• [TASK TO COMPLETE]:
Tally the lines of the listing that contain the string "attached". Give the number and nothing else.

• [MATERIALS PROVIDED]:
PR #1819, opened 2017-02-23
Update core.js for passive MouseWheel event support

ancula:
Passive event support for Chrome. 

Starting with MouseWheel as Chrome Dev 58.0.3018.3 is suggesting (via Violation text in the console) a possible performance improvement from it.  

Spot checked in Firefox and Edge without issues.

### DIFF
--- a/src/core/core.js
+++ b/src/core/core.js
@@ -510,7 +510,7 @@ var p5 = function(sketch, node, sync) {
     var f = this['_on'+e];
     if (f) {
       var m = f.bind(this);
-      window.addEventListener(e, m);
+      window.addEventListener(e, m, {passive: true});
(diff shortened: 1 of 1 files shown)


feedzh:
This is very bad solution and break other events.

It turns all events as passive events.

ancula:
OKay, I'll trap for just the mousewheel

feedzh:
On the line 185 is the object of this array. Perhaps you should add a second object like this._passiveEvents={'wheel':true} and then check if it exists in the loop.

feedzh:
You should also check if client supports passive events: https://github.com/WICG/EventListenerOptions/blob/gh-pages/explainer.md

Issue #1815, opened 2017-02-22
mousePressed and touchStarted broken in chrome mobile


reijovosu:
Hello,

On the issue #1811 there is problem when counter counts double in chrome. Although the solution was a hack there is bigger underlining issue.

Chrome changed how they handle touchstart. To make scrolling faster they now ignore e.preventDefault inside touchstart event. And just tapping is firing mouse and touch events.

At the beginning I thought to prevent this happening, just delete mousePressed from touchStarted event. This will brake mobile safari instead. That fires touchstart and mousedown as a bubbled event.

So on this case I think this is more underlining issue of the framework, that I don't have authorization of fixing.

For reading:
https://developers.google.com/web/updates/2017/01/scrolling-intervention
https://github.com/WICG/interventions/issues/18

Long story short. Everybody that uses mousePressed in the mobile chrome atm - the function is fired twice.

Reijo

jacorre:
Adding touchstarted helps alleviate the extra touch being generated. However, it doesn't seem to help with listeners attached to dom elements. For example, I have an icon that when clicked should do something. The click is triggered twice. Does this mean the p5 dom library also needs changes? Thank you!

lmccart:
this has been resolved with #1820, it will be in the next release. thanks!

mlarghydracept:
@jacorre what kind of event listener is attached to your dom element? 

I am asking because I am unable to recreate your problem.

jacorre:
I was just questioning if the dom library also needed changes. After making the update to the newest release, things are working as expected. Thank you!

jacorre:
Looks like it's still as issue in 0.5.11 specifically for mobile on Android device. I'm using Chrome. See my pen at https://codepen.io/anon/pen/dRaYWj. If you tap on the test button it will alert twice. The button uses the mousepressed function.

KevinWorkman:
I'm having the same problem on Android chrome with version 0.5.11.

Adding a `touchStarted()` function doesn't seem to do anything for me, but this hack seems to work okay in the meantime:

```javascript
var released = true;

function mouseReleased(){
	released = true;
	return false;
}

function mousePressed(){
	
	if(!released){
		return;
	}
	released = false;

	//rest of your code
}
```

luistoledo:
I suffer the same issue. Cant make it work well on an ios & browser cordova app, that also uses a 3rd party alert library.
Already tried every combination of mouse|touch released|pressed, returning false|true

[...]

Issue #1811, opened 2017-02-18
After update to Chrome 56, mousePressed is having issues


jacorre:
Everything was working fine for a while with a program I have until Chrome was recently updated to v56. On the desktop, it still seems to work fine, but if you're on mobile or use the emulator in the browser, there seems to be an issue with mousePressed. 

When I press anywhere on the canvas, I get the following in the console:

Unable to preventDefault inside passive event listener due to target being treated as passive. See https://www.chromestatus.com/features/5093566007214080

Uncaught TypeError: Cannot read property 'clientX' of undefined
    at d (p5.min.js:5)
    at e._updateNextMouseCoords (p5.min.js:5)
    at e._ontouchend (p5.min.js:6)

I do return false at the end of the mousePressed function. If I comment that out, I no longer receive the warning about preventDefault but I still get the Uncaught TypeError.

lmccart:
which version are you using? I think this should be fixed in the most recent version 0.5.7

jacorre:
I was using 0.5.6. I updated to 0.5.7 and the Uncaught TypeError is no longer appearing. However, the issue about the "Unable to preventDefault" is still appearing.

jacorre:
Did some further testing. Didn't notice any issues on iPad with Chrome or Safari. Seems to be an issue with Android on Chrome. Treats a tap as two.

jacorre:
Set up a simple example at http://codepen.io/jacorre/pen/zNVBvy.

Tapping canvas increases count by two when it should be one.

jacorre:
Has anyone else been able to reproduce this on Chrome for Android? Please view my [pen](http://codepen.io/jacorre/pen/zNVBvy) for an example. I have two applications that have been impacted by this and I'd really like to resolve this soon if possible. Thanks in advance for any help provided.

feedzh:
Hi,

It seems that to make life easier, browser also populates both events: mouseEvent and touchEvent. If you put return false; in the end of mousePressed function, it will start working for mobile. It is still counting 2 in the browser emulation (Since you are manipulating it with a mouse).

P5 tries to make sure both of these also. Unfortunately Chrome fires 2 events. So p5 will fire 2 events also. That is the reason, it is still broken in chrome emulator.

jacorre:
I forgot to include return false in my pen example. I updated the example. 

[...]

PR #1820, opened 2017-02-23
fixing chrome mobile 56 mousedown event fire issue

feedzh:
As describe on issue #1811 & #1815

Preventing google chrome mobile for firing duplicated mousePressed event when taping on element.

### DIFF
--- a/src/events/touch.js
+++ b/src/events/touch.js
@@ -234,6 +234,9 @@ p5.prototype._ontouchend = function(e) {
     if(executeDefault === false) {
       e.preventDefault();
     }
+  } else {
+    e.preventDefault();
+    return false;
   }
 };
 


lmccart:
looks good

src/events/touch.js
```diff
@@ -234,6 +234,9 @@ p5.prototype._ontouchend = function(e) {
     if(executeDefault === false) {
       e.preventDefault();
     }
+  } else {
```
DoctorBud: This change causes problems with iOS (Safari). Specifically, once a sketch is created, it and the entire HTML page it is contained in will be unresponsive to actions that rely on `ontouchend`, such as link-clicking and button pushes. Commenting out the above else-branch makes everything work again.

I recommend that the above code is made conditional for the environment where it is needed (Chrome Mobile 56).

Meanwhile, I'm monkeypatching around the above 'fix'.

tigoe:
Thanks, I'll give it a try and report back.

lmccart:
Ok, I updated the behavior of p5.js to only add duplicate firings if they are not already supported by the browser. Currently, chrome already fires off both mouse and touch events for a touch, firefox and safari do not. It is in the spec though, so we can expect that all browsers will eventually support this and the check for (window.PointerEvent) will be unnecessary. Here's more reading:
http://caniuse.com/#search=pointer%20events
https://www.w3.org/TR/pointerevents/
https://developer.mozilla.org/en-US/docs/Web/API/Touch_events/Supporting_both_TouchEvent_and_MouseEvent

The p5.js behavior has shifted slightly due to this. If you define a mouse related event (ie mousePressed, mouseMoved, etc), it will be triggered by either a mouse or a touch. It will trigger only once.

However, if you define a touch related event (ie touchStarted, touchEnded, etc), it will be triggered by a touch, but *not* by a mouse click. In the past mouse and touch functions were completely interchangeable, now they go one direction. So if you are trying to define a function that will trigger on either mouse or touch, use the mouse named one. If you want to define a function that *only* triggers on touch, use the touch related ones.

This preserves the functionality of select/option and any other elements that depend on the 'click' event.

PR #1833, opened 2017-03-01
Rename 3D to webgl in test html files 

iashris:
A minor correction in the test-*.html files to reflect the renaming of 3D folder to webgl


lmccart:
thanks!

Issue #1392, opened 2016-05-07
Hope there will be a place for typescript definition file of p5js


LujunWeng:
I hope there will be a place for typescript definition files of p5js, so others can contribute to these definition files. 

I've made a Definition Request [here](https://github.com/DefinitelyTyped/DefinitelyTyped/issues/9245).

@toolness has made a [tool](http://processing.toolness.org/general/2016/03/16/typescript-to-the-rescue.html) to generate definition files automatically. I think we can start from these generated definition files.

toolness:
Thanks for the comment!

I'd actually like to add my tool itself to the p5.js repository and have those definitions continue to be auto-generated if possible, as it keeps things [DRY](https://en.wikipedia.org/wiki/Don't_repeat_yourself) while also serving as a way to test our own documentation.

There will definitely be some functions, like [`save()`](http://p5js.org/reference/#/p5/save), whose method signatures will be too complex to describe accurately using yuidoc and which therefore will need to have custom definitions in the typescript definitions file, but I think we can work out a way to "merge" such custom definitions with the auto-generated ones.

LujunWeng:
Right now, I'm using the generated definition files. It works well for autocomplete in my IDE. Once there is any mismatch the IDE shows, I turn to the definition files and make modifications manually.

Like yesterday, I added `constructor(sketch: (p:any)=>void, node?: HTMLElement|boolean, sync?: boolean);` to the `p5` class so that `new p5(sketch)` would not cause an error any more.

PR #1849, opened 2017-03-08
fix some yuidoc annotations

infernalmaster:
Fixed big part of trivial yuidoc syntax errors, but not all.

Most of them I found when tried to generate typescript typings using this tool https://github.com/processing/p5.js/issues/1392


lmccart:
thanks!

PR #1856, opened 2017-03-14
added p5.Vector.average function

Durisvk:
I was coding p5.play Pixel Perfect Collision Detection and I was lacking this Vector.average function, so I was thinking it might be helpful for someone else.

### DIFF
--- a/src/math/p5.Vector.js
+++ b/src/math/p5.Vector.js
@@ -1060,6 +1060,38 @@ p5.Vector.mag = function (vecT){
  */
 
 p5.Vector.average = function () {
+  var array = null;
+  if ( arguments.length === 0 ) {
+    return new p5.Vector( 0, 0, 0 );
+  } else if ( arguments.length === 1 && arguments[0] instanceof Array &&
+              arguments[0].length > 0) {
+    array = arguments[0];
+  }
+  else if ( arguments.length > 1 ) {
+    array = [].slice.call(arguments);
+  }
+  else {
+    return new p5.Vector(0, 0, 0);
+  }
+
+  if ( array ) {
+    return new p5.Vector(
+      array.reduce( function(sum, vector) {
+        return sum + vector.x;
+      }, 0 ) / array.length,
+      array.reduce( function(sum, vector) {
+        return sum + vector.y;
+      }) / array.length,
+      array.reduce( function(sum, vector) {
+        if ( vector.z ) {
+          return sum + vector.z;
+        }
+        return sum;
+      }) / array.length
+    );
+  }
+
+  return new p5.Vector(0, 0, 0);
 };
 
 
--- a/src/math/p5.Vector.js
+++ b/src/math/p5.Vector.js
@@ -1050,4 +1050,17 @@ p5.Vector.mag = function (vecT){
   return Math.sqrt(magSq);
 };
 
+
+/**
+ * Takes the average of the vectors passed as array or as individual argument.
+ * Returns back the new vector.
+ * @static
+ * @param  {p5.Vector|p5.Vector[]} v1 a p5.Vectors to take average from
+ * @return {p5.Vector} the resulting p5.Vector
+ */
+
+p5.Vector.average = function () {
+};
+
+
 module.exports = p5.Vector;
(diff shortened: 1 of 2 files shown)


lmccart:
@shiffman do you want to take a look at this one? feel free to merge it in if you think it makes sense and passes review. or we can discuss if you don't find it necessary for p5.Vector, I think you have the best sense of where this object is currently at.

Durisvk:
Btw @shiffman I've watched all of your Coding Challenges, I really liked them...

shiffman:
Thanks for this @Durisvk, it looks great! One thing I think that is important to be mindful of is the size of the reference. It can be overwhelming to beginners when they look at, say, the `p5.Vector` page and see so many functions. That said, `p5.Vector` is separate from the main reference and it's also generally used by more experienced p5 users. 

Is it only `average()` that is missing or are there are lot of other vector math operations that we might want to include in which case does an add-on make sense?

Can you provide a couple code snippet samples of how you see it being used in examples?

Durisvk:
Yes you are right, it's not good to have a one big file with a lot of methods. I was mainly using `p5.Vector` as `Point`, and I had a problem with the array of points (btw I was making a `Pixel Perfect Collision detection` so I stored the `pixels` as points. I was missing the functions which would provide me the full control of this array of points. It was not only `average()`, I was missing those functions too: `getTopestPoint(arrayOfPoints)`, `getRightestPoint(arrayOfPoints)`, `getBottomestPoint(arrayOfPoints)`, `getLeftestPoint(arrayOfPoints)` => of course the naming is wrong, I am not good in english :) , but you surely know what I mean by those names.

Sample of usage of `average` would be getting the middle of convex shape from pixels/points. In p5.play I did this:

```javascript
this.findMiddle = function(xs, ys, filled) {
    var cx = this.average(xs);
    var cy = this.average(ys);


    var minDist = Infinity;
    var minX = -1;
    var minY = -1;
    for(var i = 0; i < filled.length; i++) {
      var d = dist(filled[i].x, filled[i].y, cx, cy);
      if(minDist > d) {
        minDist = d;
        minX = filled[i].x;
        minY = filled[i].y;
      }
    }
    return createVector(minX, minY);
  };

```

where `xs` is an array of x-coordinates in PNG image of non-transparent pixels,
and `ys` is an array of y-coordinates in this image.

average function looks like this:

```javascript
this.average = function(arr) {
    return arr.reduce(function(sum, item) {
      return sum + item;
    }, 0) / arr.length;
  };
```

**This will find the middle of a convex shape in PNG file with transparency.**

I also used function `this.averageVector` when I did find collision points and wanted to find the middle one.


-----------------------------------

If you want not to have the one big p5.Vector class, I can propose this:

I can create the `p5.VectorsList` -> or something like that (once more I am not good in naming the functions and objects)
and in that `p5.VectorsList` we can have the function for manipulation with arrays Vectors.
What do you say about my idea?
@shiffman

shiffman:
I think this is an excellent idea! I would suggest first making it as a p5 add-on library separate from p5 core (p5 geometry? p5 vertices?). This is way it can be more experimental and can be evaluated and tested by users more quickly. 

The next step would be to make a new repo for this idea, link from here and close the issue?

Durisvk:
Ok tomorrow I will create a repo and provide a link, then you can close the issue.

Durisvk:
here it is: https://github.com/Durisvk/p5.geometry

for now it's empty but tomorrow I would like to add some things to it

lmccart:
awesome! thanks @Durisvk

Durisvk:
Ok so here's the status from yesterday:
I added `VectorList` with which you can simply do multiple vectors operation. One of that operations I want to pin point is this:

You have a `p5.Vector` for position, velocity and acceleration, like @shiffman had in almost every video, what you can do is to store them into a `VectorList` like that:

```javascript
this.vectors = new VectorList( new p5.Vector(width/2, height/2), new p5.Vector(0, 1), new p5.Vector(0, 0);
```

And then in update function you can call this:

```javascript
this.vectors.chainAdd();
```

which will add velocity into position and acceleration into velocity. :)

shiffman:
@durisvk thanks for this really interesting work! I'll follow your other repo and look forward to trying it out sometime.

PR #1874, opened 2017-04-03
Fixed error handling

### LINKED ISSUE #1871: undefined variable error + preload()/loadJSON()
If I use a variable that I've never defined like so:

```javascript
function setup() {
  var test1 = 5;
  var test3 = test1 + test2;
  console.log(test3);
}
```

I get the error I expect in the console:

screen shot 2017-04-01 at 2 08 19 pm

However, with that same code plus a call to `loadJSON()` in `preload()`, the error is not reported but rather is (??) bottled up somewhere in the `httpDo()` function:

screen shot 2017-04-01 at 2 09 54 pm

The corresponding code at line 23278 is in `src/io/files.js`

https://github.com/processing/p5.js/blob/0efd01151a17770b6c81baa7f338cb90da1c5dba/src/io/files.js#L640

With a complex sketch, this can make finding your typo quite difficult!

limzykenneth:
Fixed #1871. Also fixed errors with passing error callbacks, I forgot to take into account that `decrementPreload` injects an argument into the `arguments` list.

### DIFF
--- a/src/io/files.js
+++ b/src/io/files.js
@@ -262,7 +262,7 @@ p5.prototype.loadJSON = function () {
       if (arg === 'jsonp' || arg === 'json') {
         t = arg;
       }
-    } else if (typeof arg === 'function') {
+    } else if (typeof arg === 'function' && arg !== decrementPreload) {
       if(!callback){
         callback = arg;
       }else{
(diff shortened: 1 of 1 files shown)


limzykenneth:
Add fix for bug mentioned in #653 as well

lmccart:
thanks! I logged the failed test issue here: https://github.com/processing/p5.js/issues/1881. will look into it further.

Issue #1888, opened 2017-04-11
handling table.getNum() with non-numerical cell values


lmccart:
```javascript
var data;

function preload() {
  data = loadTable("test.csv");
}

function setup() {
  console.log(data.getNum(2,1));
}
```

```csv
"joy",13,"blue eyes"
"gabriel",23,"black eyes"
"yu",,"black eyes"
```

this throws an error: Uncaught (in promise) Error: undefined is NaN (Not a Number), or sometimes fails silently with output "undefined undefined". 

I'm not sure what the best behavior is. if you call `int(undefined)` you get undefined, and if you call `int("")` you get NaN. maybe it should conform to this?
In any case, it should not throw an error that breaks the sketch, as it currently does.

lmccart:
@mlarghydracept?

PR #1889, opened 2017-04-12
handling table.getNum() with non-numerical cell values #1888

mlarghydracept:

• [ANSWER SPACE]:
2